* _Given data_:
※ ※ ※
PR #524, opened 2026-08-06
fix(task): an explicit reassign restarts the recurring-stall ladder instead of being yanked next tick (DIVE-2853)

lodar:
## Found by creative's own action, before the code was live anywhere

Rung 2 escalates on **time since the row was FLAGGED**. DIVE-2694's flag is `2026-08-05 04:00:08`. creative hand-moved that row off `dev3` to `dev` today — so on the first tick after this code reaches a box, the ladder would have **yanked it straight back off dev**, seconds after a deliberate routing decision, having measured nothing about the new hands.

Same hazard `cmd_task_assign` already guards for the stale-reaper (its `started_at` CASE, and the comment above it says exactly this: the reaper "can cancel it on the new owner's very first tick before they touch it"). One layer over, same fix.

## Fix

When the assignee actually **changes**, `task assign` clears `recurring_stall_pinged_at` and `recurring_stall_escalated_at`. The ladder restarts at **detection**: the new owner gets a full rung-1 window and is re-flagged on their own clock if they also sit on it.

Only an *explicit* `task assign` resets it. The ladder writes `assignee` directly in SQL and keeps its own latch, so the machine's own move still cannot repeat — a person's decision restarts the clock, the machine's does not.

## Grading

`tests/heartbeat_recurring_stall_escalate_unit.sh` — 22 arms, 0 failed. Three new:

- an explicit reassign clears **both** stamps
- the very next tick moves or cancels **nothing**
- **re-flagging** the reassigned row makes rung 2 apply again — the reset is a delay, not a permanent exemption that would hide the next stall

Regression: `release_cut_assign_unit` 23/23, `task_verifier_rail_unit` 35/35, `heartbeat_stall_sweep_unit` 34/34, `heartbeat_recurring_stall_unit` 14/14, `heartbeat_dispatcher_claim_unit` 23/23.

### DIFF
--- a/src/cmd_task.sh
+++ b/src/cmd_task.sh
@@ -1576,8 +1576,22 @@ cmd_task_assign() {
   # OLD assignee. Without this, an inherited in_progress task keeps the prior
   # owner's started_at, and the heartbeat stale-reaper (_hb_reap_stale) can
   # cancel it on the new owner's very first tick before they touch it.
+  # DIVE-2853, and the SAME hazard the paragraph above fixes for the stale-reaper,
+  # one layer over: the recurring-stall ladder escalates on how long ago the row was
+  # FLAGGED, so a row flagged two days ago that someone deliberately reassigns by
+  # hand is eligible for rung 2 on the new owner's very first tick — the machine
+  # would yank a routing decision seconds after a person or agent made it, having
+  # measured nothing about the new hands. Clearing both stamps when the assignee
+  # actually CHANGES restarts the ladder at detection: the new owner gets a full
+  # rung-1 window, and is re-flagged on their own clock if they also sit on it.
+  # Only an explicit `task assign` resets it — the ladder writes assignee directly
+  # and keeps its own latch, so the machine's own move still cannot repeat.
   db "UPDATE tasks SET
         handoff_ack_at=CASE WHEN assignee IS NOT $(sqlq "$who") THEN NULL ELSE handoff_ack_at END,
+        recurring_stall_pinged_at=CASE WHEN assignee IS NOT $(sqlq "$who")
+                                       THEN NULL ELSE recurring_stall_pinged_at END,
+        recurring_stall_escalated_at=CASE WHEN assignee IS NOT $(sqlq "$who")
+                                          THEN NULL ELSE recurring_stall_escalated_at END,
         assignee=$(sqlq "$who"),
         started_at=CASE WHEN status='in_progress' AND assignee IS NOT $(sqlq "$who")
                         THEN datetime('now') ELSE started_at END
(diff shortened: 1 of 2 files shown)


lodar:
Rebased. The CONFLICTING state is gone and the branch now carries exactly ONE commit.

**Why it conflicted.** The branch's first commit (8c01ce7) was #523's content, and main already has that content as the squash `cd7ad4c`. Rebasing replayed a change main had — so the fix was cherry-picked onto `cd7ad4c` instead, and the branch is now a single commit on current main.

**State, measured:**
- head `d409ea0`, `mergeable=MERGEABLE` (was CONFLICTING / DIRTY)
- `tests/heartbeat_recurring_stall_escalate_unit.sh`: **22 passed, 0 failed** locally on the rebased tree, including the three new arms (reassign clears both stamps · next tick moves nothing · re-flagging makes rung 2 apply again) and both pre-existing ANCHOR/MUTATION arms
- diff unchanged from what was reviewed: `src/cmd_task.sh` +14, the test file +26

**Why the checks are empty, and it is not this branch.** GitHub Actions has been in a **major outage since 15:22:49 UTC today** (githubstatus.com: *"Workflow runs are still failing, and jobs may remain queued for an extended period before starting or may time out"*, hosted-runner capacity). Evidence from this repo:
- zero check-suites created for three separate trigger attempts (force-push ×2, close+reopen)
- a `workflow_dispatch` on this branch was accepted and has sat `queued` since 18:56Z without starting
- the 18:01Z scheduled `badge-staleness` run was cancelled with no log
- last run that actually executed anywhere in the repo: 15:31Z

So the required contexts cannot report, and a merge now would be an admin bypass of a gate that is unsatisfiable for provider reasons rather than a green one.

**Not merging yet, deliberately.** `v0.19.5..origin/main` is exactly one commit (`cd7ad4c`) — **rung 2 is not released**, so the yank-back hazard is not live on any box; it ships at the next cut. And `release-cut` is itself a workflow, so no cut can fire while Actions is down. Waiting costs nothing and keeps the gate intact.

**Separate pre-existing red, worth knowing before this lands:** `unit-tests / test-installed-host` is **failing on `main` at `cd7ad4c`** — exit 4 from the DIVE-2525 core-tier wall-clock budget (300s), not an assertion failure. It failed at 14:18Z, an hour before the outage, so it is real and independent. The same required context will fail here for the same reason, and this commit adds ~1s to that tier. That has to be resolved (merge-by-subject / retire / demote) or this PR cannot go green either.

Re-triggering when Actions returns will need a new head sha or a close/reopen — the events that would have created these runs were dropped during the outage, and they do not arrive retroactively.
※ ※ ※
* _Task directions_: Every line from above should appear again in the answer, exactly as written.

* _Answer area_:
PR #524, opened 2026-08-06
fix(task): an explicit reassign restarts the recurring-stall ladder instead of being yanked next tick (DIVE-2853)

lodar:
## Found by creative's own action, before the code was live anywhere

Rung 2 escalates on **time since the row was FLAGGED**. DIVE-2694's flag is `2026-08-05 04:00:08`. creative hand-moved that row off `dev3` to `dev` today — so on the first tick after this code reaches a box, the ladder would have **yanked it straight back off dev**, seconds after a deliberate routing decision, having measured nothing about the new hands.

Same hazard `cmd_task_assign` already guards for the stale-reaper (its `started_at` CASE, and the comment above it says exactly this: the reaper "can cancel it on the new owner's very first tick before they touch it"). One layer over, same fix.

## Fix

When the assignee actually **changes**, `task assign` clears `recurring_stall_pinged_at` and `recurring_stall_escalated_at`. The ladder restarts at **detection**: the new owner gets a full rung-1 window and is re-flagged on their own clock if they also sit on it.

Only an *explicit* `task assign` resets it. The ladder writes `assignee` directly in SQL and keeps its own latch, so the machine's own move still cannot repeat — a person's decision restarts the clock, the machine's does not.

## Grading

`tests/heartbeat_recurring_stall_escalate_unit.sh` — 22 arms, 0 failed. Three new:

- an explicit reassign clears **both** stamps
- the very next tick moves or cancels **nothing**
- **re-flagging** the reassigned row makes rung 2 apply again — the reset is a delay, not a permanent exemption that would hide the next stall

Regression: `release_cut_assign_unit` 23/23, `task_verifier_rail_unit` 35/35, `heartbeat_stall_sweep_unit` 34/34, `heartbeat_recurring_stall_unit` 14/14, `heartbeat_dispatcher_claim_unit` 23/23.

### DIFF
--- a/src/cmd_task.sh
+++ b/src/cmd_task.sh
@@ -1576,8 +1576,22 @@ cmd_task_assign() {
   # OLD assignee. Without this, an inherited in_progress task keeps the prior
   # owner's started_at, and the heartbeat stale-reaper (_hb_reap_stale) can
   # cancel it on the new owner's very first tick before they touch it.
+  # DIVE-2853, and the SAME hazard the paragraph above fixes for the stale-reaper,
+  # one layer over: the recurring-stall ladder escalates on how long ago the row was
+  # FLAGGED, so a row flagged two days ago that someone deliberately reassigns by
+  # hand is eligible for rung 2 on the new owner's very first tick — the machine
+  # would yank a routing decision seconds after a person or agent made it, having
+  # measured nothing about the new hands. Clearing both stamps when the assignee
+  # actually CHANGES restarts the ladder at detection: the new owner gets a full
+  # rung-1 window, and is re-flagged on their own clock if they also sit on it.
+  # Only an explicit `task assign` resets it — the ladder writes assignee directly
+  # and keeps its own latch, so the machine's own move still cannot repeat.
   db "UPDATE tasks SET
         handoff_ack_at=CASE WHEN assignee IS NOT $(sqlq "$who") THEN NULL ELSE handoff_ack_at END,
+        recurring_stall_pinged_at=CASE WHEN assignee IS NOT $(sqlq "$who")
+                                       THEN NULL ELSE recurring_stall_pinged_at END,
+        recurring_stall_escalated_at=CASE WHEN assignee IS NOT $(sqlq "$who")
+                                          THEN NULL ELSE recurring_stall_escalated_at END,
         assignee=$(sqlq "$who"),
         started_at=CASE WHEN status='in_progress' AND assignee IS NOT $(sqlq "$who")
                         THEN datetime('now') ELSE started_at END
(diff shortened: 1 of 2 files shown)


lodar:
Rebased. The CONFLICTING state is gone and the branch now carries exactly ONE commit.

**Why it conflicted.** The branch's first commit (8c01ce7) was #523's content, and main already has that content as the squash `cd7ad4c`. Rebasing replayed a change main had — so the fix was cherry-picked onto `cd7ad4c` instead, and the branch is now a single commit on current main.

**State, measured:**
- head `d409ea0`, `mergeable=MERGEABLE` (was CONFLICTING / DIRTY)
- `tests/heartbeat_recurring_stall_escalate_unit.sh`: **22 passed, 0 failed** locally on the rebased tree, including the three new arms (reassign clears both stamps · next tick moves nothing · re-flagging makes rung 2 apply again) and both pre-existing ANCHOR/MUTATION arms
- diff unchanged from what was reviewed: `src/cmd_task.sh` +14, the test file +26

**Why the checks are empty, and it is not this branch.** GitHub Actions has been in a **major outage since 15:22:49 UTC today** (githubstatus.com: *"Workflow runs are still failing, and jobs may remain queued for an extended period before starting or may time out"*, hosted-runner capacity). Evidence from this repo:
- zero check-suites created for three separate trigger attempts (force-push ×2, close+reopen)
- a `workflow_dispatch` on this branch was accepted and has sat `queued` since 18:56Z without starting
- the 18:01Z scheduled `badge-staleness` run was cancelled with no log
- last run that actually executed anywhere in the repo: 15:31Z

So the required contexts cannot report, and a merge now would be an admin bypass of a gate that is unsatisfiable for provider reasons rather than a green one.

**Not merging yet, deliberately.** `v0.19.5..origin/main` is exactly one commit (`cd7ad4c`) — **rung 2 is not released**, so the yank-back hazard is not live on any box; it ships at the next cut. And `release-cut` is itself a workflow, so no cut can fire while Actions is down. Waiting costs nothing and keeps the gate intact.

**Separate pre-existing red, worth knowing before this lands:** `unit-tests / test-installed-host` is **failing on `main` at `cd7ad4c`** — exit 4 from the DIVE-2525 core-tier wall-clock budget (300s), not an assertion failure. It failed at 14:18Z, an hour before the outage, so it is real and independent. The same required context will fail here for the same reason, and this commit adds ~1s to that tier. That has to be resolved (merge-by-subject / retire / demote) or this PR cannot go green either.

Re-triggering when Actions returns will need a new head sha or a close/reopen — the events that would have created these runs were dropped during the outage, and they do not arrive retroactively.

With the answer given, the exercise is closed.